Exercise details:
Using the word "danielfoehrKn" as the filter, copy each matching line from the records.

──────────

PR #3638, opened 2021-03-01
[GEP-13] Add ManagedSeedSet APIs

stoyanr:

/area control-plane
/kind enhancement
/priority normal

Adds the new `ManagedSeedSet` resource as described in [GEP-13](docs/proposals/13-automated-seed-management.md#managedseeds), with the updates proposed in #3628 .

* `ManagedSeedSet` resource APIs, including defaults, since they are used by the generated code.
* All generated code belonging to the above APIs, including generated clients.

The new APIs are not yet registered or used by the API server. This is on purpose, to make this PR easier to review and make sure it can be merged as it has no impact yet.

Fixes #

This PR makes the bold assumptions that most of the proposals from #3628 will be accepted. Consequently, it adopts most (but not all) fields from `StatefulSet`, including the `UpdateStrategy` spec field and status fields that are only meaningful for managing updates using the "ordered ready" strategy and `ControllerRevision` objects for keeping revision history.

**Release note**:

```other operator
NONE
```


timebertt:
I will wait with the review until https://github.com/gardener/gardener/pull/3628 has more feedback / is merged.

pkg/apis/seedmanagement/types_managedseedset.go
```diff
@@ -0,0 +1,128 @@
...
+	// NextReplicaNumber is the ordinal number that will be assigned to the next replica of the ManagedSeedSet.
+	NextReplicaNumber int32
+	// CurrentReplicas is the number of ManagedSeeds created by the ManagedSeedSet controller from the ManagedSeedSet version
+	// indicated by CurrentRevision.
+	CurrentReplicas int32
+	// UpdatedReplicas is the number of ManagedSeeds created by the ManagedSeedSet controller from the ManagedSeedSet version
+	// indicated by UpdateRevision.
+	UpdatedReplicas int32
+	// CurrentRevision, if not empty, indicates the version of the ManagedSeedSet used to generate ManagedSeeds with smaller
+	// ordinal numbers during updates.
```
danielfoehrKn, line 115: "with smaller ordinal numbers during updates" --> smaller than what?

The field description in the stateful set status is similar so I think I do not have the full picture how this field is going to be used. 
Do you mind explaining it? Thanks

pkg/apis/seedmanagement/v1alpha1/types_managedseedset.go
```diff
@@ -0,0 +1,143 @@
...
+	// Selector is a label query over ManagedSeeds and Shoots that should match the replica count.
+	// It must match the ManagedSeeds and Shoots template's labels.
+	// +optional
+	Selector *metav1.LabelSelector `json:"selector" protobuf:"bytes,2,opt,name=selector"`
+	// Template describes the ManagedSeed that will be created if insufficient replicas are detected.
+	// Each ManagedSeed created / updated by the ManagedSeedSet will fulfill this template.
+	Template ManagedSeedTemplate `json:"template" protobuf:"bytes,3,opt,name=template"`
+	// ShootTemplate describes the Shoot that will be created if insufficient replicas are detected for hosting the corresponding ManagedSeed.
+	// Each Shoot created / updated by the ManagedSeedSet will fulfill this template.
+	ShootTemplate gardencorev1beta1.ShootTemplate `json:"shootTemplate,omitempty" protobuf:"bytes,4,rep,name=shootTemplate"`
```
rfranzke:
```suggestion
	ShootTemplate gardencorev1beta1.ShootTemplate `json:"shootTemplate" protobuf:"bytes,4,rep,name=shootTemplate"`
```

pkg/apis/seedmanagement/v1alpha1/types_managedseedset.go
```diff
@@ -0,0 +1,143 @@
...
+
+// ManagedSeedSetSpec is the specification of a ManagedSeedSet.
+type ManagedSeedSetSpec struct {
+	// Replicas is the desired number of replicas of the given Template. Defaults to 1.
+	// +optional
+	Replicas *int32 `json:"replicas,omitempty" protobuf:"varint,1,opt,name=replicas"`
+	// Selector is a label query over ManagedSeeds and Shoots that should match the replica count.
+	// It must match the ManagedSeeds and Shoots template's labels.
+	// +optional
+	Selector *metav1.LabelSelector `json:"selector" protobuf:"bytes,2,opt,name=selector"`
```
rfranzke:
```suggestion
	Selector *metav1.LabelSelector `json:"selector,omitempty" protobuf:"bytes,2,opt,name=selector"`
```

pkg/apis/seedmanagement/types_managedseedset.go
```diff
@@ -0,0 +1,128 @@
...
+type ManagedSeedSetStatus struct {
+	// ObservedGeneration is the most recent generation observed for this ManagedSeedSet. It corresponds to the
+	// ManagedSeedSet's generation, which is updated on mutation by the API Server.
+	ObservedGeneration int64
+	// Replicas is the number of replicas (ManagedSeeds and their corresponding Shoots) created by the ManagedSeedSet controller.
+	Replicas int32
+	// ReadyReplicas is the number of ManagedSeeds created by the ManagedSeedSet controller that have a Ready Condition.
+	ReadyReplicas int32
+	// NextReplicaNumber is the ordinal number that will be assigned to the next replica of the ManagedSeedSet.
+	NextReplicaNumber int32
```
danielfoehrKn, line 107: I assume that is just a helper field as it is at least not in the stateful set status?

pkg/apis/seedmanagement/types_managedseedset.go
stoyanr: The description in the StatefulSet doesn't not fit unfortunately. The StatefulSet always has replicas with ordinals from 0 to `replicas` - 1, so it's possible to specify the 2 ranges precisely. In our case, the ordinal numbers are ever increasing, so it's not possible to specify these ranges precisely. There will be `CurrentReplicas` replicas on `CurrentRevision` (with smaller ordinal numbers), `UpdatedReplicas` on `UpdatedRevision` (with larger ordinal numbers), and a "cutoff" number (or range) somewhere in the middle separating both ranges, but it's impossible to precisely tell the cutoff value (the controller will calculate it each time after enumerating all replicas). I chose to write a shorter comment rather than explaining all this. If you have an idea how to put it more concisely, please share.

pkg/apis/seedmanagement/types_managedseedset.go
stoyanr: This is needed for the "ever increasing sequence" of replica ordinal numbers to work. We need to store somewhere the next replica ordinal number (starting with 0), and the status of the resource is the most obvious choice. When a new replica is created, it will get this number as ordinal, and the value in the status will be incremented by 1. The StatefulSet doesn't need such a field since its ordinals are calculated differently.
Come think of it, because of this difference, there might be other fields needed in the status, but it's rather hard to foresee all of them now. I will add them when the need for them becomes more clear.

timebertt:
/assign 
Plan on reviewing this afternoon.

pkg/apis/seedmanagement/types_managedseedset.go
danielfoehrKn: okay thanks for the explanation.

pkg/apis/seedmanagement/types_managedseedset.go
danielfoehrKn: thanks. No, it is fine with me how it is currently.

pkg/apis/seedmanagement/v1alpha1/types_managedseedset.go
stoyanr: OK

pkg/apis/seedmanagement/v1alpha1/types_managedseedset.go
stoyanr: OK

pkg/apis/seedmanagement/v1alpha1/types_managedseedset.go
```diff
@@ -0,0 +1,143 @@
...
+
+// +k8s:deepcopy-gen:interfaces=k8s.io/apimachinery/pkg/runtime.Object
+
+// ManagedSeedSetList is a list of ManagedSeed objects.
+type ManagedSeedSetList struct {
+	metav1.TypeMeta `json:",inline"`
+	// Standard list object metadata.
+	// +optional
+	metav1.ListMeta `json:"metadata,omitempty" protobuf:"bytes,1,opt,name=metadata"`
+	// Items is the list of ManagedSeeds.
```
timebertt:
```suggestion
	// Items is the list of ManagedSeedSets.
```

pkg/apis/seedmanagement/v1alpha1/types_managedseedset.go
```diff
@@ -0,0 +1,143 @@
...
+	// +optional
+	Spec ManagedSeedSetSpec `json:"spec,omitempty" protobuf:"bytes,2,opt,name=spec"`
+	// Status is the current status of ManagedSeeds and Shoots in this ManagedSeedSet.
+	// +optional
+	Status ManagedSeedSetStatus `json:"status,omitempty" protobuf:"bytes,3,opt,name=status"`
+}
+
+// +k8s:deepcopy-gen:interfaces=k8s.io/apimachinery/pkg/runtime.Object
+
+// ManagedSeedSetList is a list of ManagedSeed objects.
```
timebertt, line 42:
```suggestion
// ManagedSeedSetList is a list of ManagedSeedSet objects.
```

pkg/apis/seedmanagement/v1alpha1/types_managedseedset.go
```diff
@@ -0,0 +1,143 @@
...
+	// be maintained in the ManagedSeedSet's revision history. Defaults to 10.
+	// +optional
+	RevisionHistoryLimit *int32 `json:"revisionHistoryLimit,omitempty" protobuf:"varint,6,opt,name=revisionHistoryLimit"`
+}
+
+// ManagedSeedSetUpdateStrategy specifies the strategy that the ManagedSeedSet
+// controller will use to perform updates. It includes any additional parameters
+// necessary to perform the update for the indicated strategy.
+type ManagedSeedSetUpdateStrategy struct {
+	// Type indicates the type of the ManagedSeedSetUpdateStrategy. Defaults to ManagedSeedSetUpdateStrategyType.
```
timebertt:
```suggestion
	// Type indicates the type of the ManagedSeedSetUpdateStrategy. Defaults to RollingUpdate.
```

pkg/apis/seedmanagement/v1alpha1/types_managedseedset.go
```diff
@@ -0,0 +1,143 @@
...
+	// +optional
+	Type *ManagedSeedSetUpdateStrategyType `json:"type,omitempty" protobuf:"bytes,1,opt,name=type,casttype=ManagedSeedSetUpdateStrategyType"`
+	// RollingUpdate is used to communicate parameters when Type is ManagedSeedSetUpdateStrategyType.
```
timebertt:
```suggestion
	// RollingUpdate is used to communicate parameters when Type is RollingUpdate.
```

pkg/apis/seedmanagement/v1alpha1/types_managedseedset.go
```diff
@@ -0,0 +1,143 @@
...
+	// RevisionHistoryLimit is the maximum number of revisions that will
+	// be maintained in the ManagedSeedSet's revision history. Defaults to 10.
+	// +optional
+	RevisionHistoryLimit *int32 `json:"revisionHistoryLimit,omitempty" protobuf:"varint,6,opt,name=revisionHistoryLimit"`
+}
+
+// ManagedSeedSetUpdateStrategy specifies the strategy that the ManagedSeedSet
+// controller will use to perform updates. It includes any additional parameters
+// necessary to perform the update for the indicated strategy.
+type ManagedSeedSetUpdateStrategy struct {
```
timebertt: Regarding the naming of all the types and consts related to the update strategy:
I think it would be fine to remove `ManagedSeedSet` from their names.
For example: `RollingUpdateManagedSeedSetUpdateStrategyType` is quite lengthy/bumpy and will be harder comprehend in code. We could just name it `RollingUpdateStrategyType` instead, as I aspect there won't be any other `Set` type/controller in this API group anytime soon and it's rather clear that the update strategy types/consts belong to the `ManagedSeedSet`.
WDYT?

pkg/apis/seedmanagement/v1alpha1/types_managedseedset.go
```diff
@@ -0,0 +1,143 @@
...
+	// +optional
+	CollisionCount *int32 `json:"collisionCount,omitempty" protobuf:"varint,9,opt,name=collisionCount"`
+	// Conditions represents the latest available observations of a ManagedSeedSet's current state.
+	// +patchMergeKey=type
+	// +patchStrategy=merge
+	// +optional
+	Conditions []gardencorev1beta1.Condition `json:"conditions,omitempty" patchStrategy:"merge" patchMergeKey:"type" protobuf:"bytes,10,rep,name=conditions"`
+}
+
+// TODO Condition constants
```
timebertt, line 142: Do you have any condition types in mind already?

pkg/apis/seedmanagement/v1alpha1/defaults_managedseedset.go
```diff
@@ -0,0 +1,61 @@
...
+func SetDefaults_ManagedSeedSetUpdateStrategy(obj *ManagedSeedSetUpdateStrategy) {
+	// Set default type
+	if obj.Type == nil {
+		t := RollingUpdateManagedSeedSetUpdateStrategyType
+		obj.Type = &t
+	}
+
+	if *obj.Type == RollingUpdateManagedSeedSetUpdateStrategyType {
+		// Set rolling update defaults
+		if obj.RollingUpdate == nil {
```
timebertt: I don't think we need to default this. If it's not specified, we can just keep it empty.
I think, this is also what the `StatefulSet` does.

timebertt (changes requested):
Very nice work, @stoyanr!
I like that we follow a very similar approach to the `StatefulSet`, which makes it easier to comprehend and we can also take some advantage of the maturity of the API design and controller implementation.

I only found a few nits in docstrings and a few small suggestions.

pkg/apis/seedmanagement/v1alpha1/types_managedseedset.go
stoyanr: OK

pkg/apis/seedmanagement/v1alpha1/types_managedseedset.go
stoyanr: OK

pkg/apis/seedmanagement/v1alpha1/types_managedseedset.go
stoyanr: OK

pkg/apis/seedmanagement/v1alpha1/types_managedseedset.go
stoyanr: OK

pkg/apis/seedmanagement/v1alpha1/types_managedseedset.go
stoyanr: Yes, I agree, will shorten the names.

pkg/apis/seedmanagement/v1alpha1/types_managedseedset.go
stoyanr: No, I haven't really thought much about that ... I put this TODO as a placeholder since I suspect there will be some conditions to be added later. OK?

pkg/apis/seedmanagement/v1alpha1/defaults_managedseedset.go
stoyanr: The defaults of a `StatefulSet` are a mess :-) I deviated from them in a few other places as well. But OK, I agree it's better not to default this particular field, will remove it.

stoyanr:
@rfranzke @timebertt Added a new commit to address your feedback. Also note that I made the `selector` field mandatory, this would save me some clumsy extra validation in the next PR. It's not optional (although a pointer) also in the `StatefulSet`.

timebertt (approved):
Very nice, looks all good to me!
/lgtm

Thanks for adding a separate commit with your iterative changes. This made the re-review very efficient.
/squash

rfranzke (approved):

──────────

Answer space:
danielfoehrKn, line 115: "with smaller ordinal numbers during updates" --> smaller than what?
danielfoehrKn, line 107: I assume that is just a helper field as it is at least not in the stateful set status?
danielfoehrKn: okay thanks for the explanation.
danielfoehrKn: thanks. No, it is fine with me how it is currently.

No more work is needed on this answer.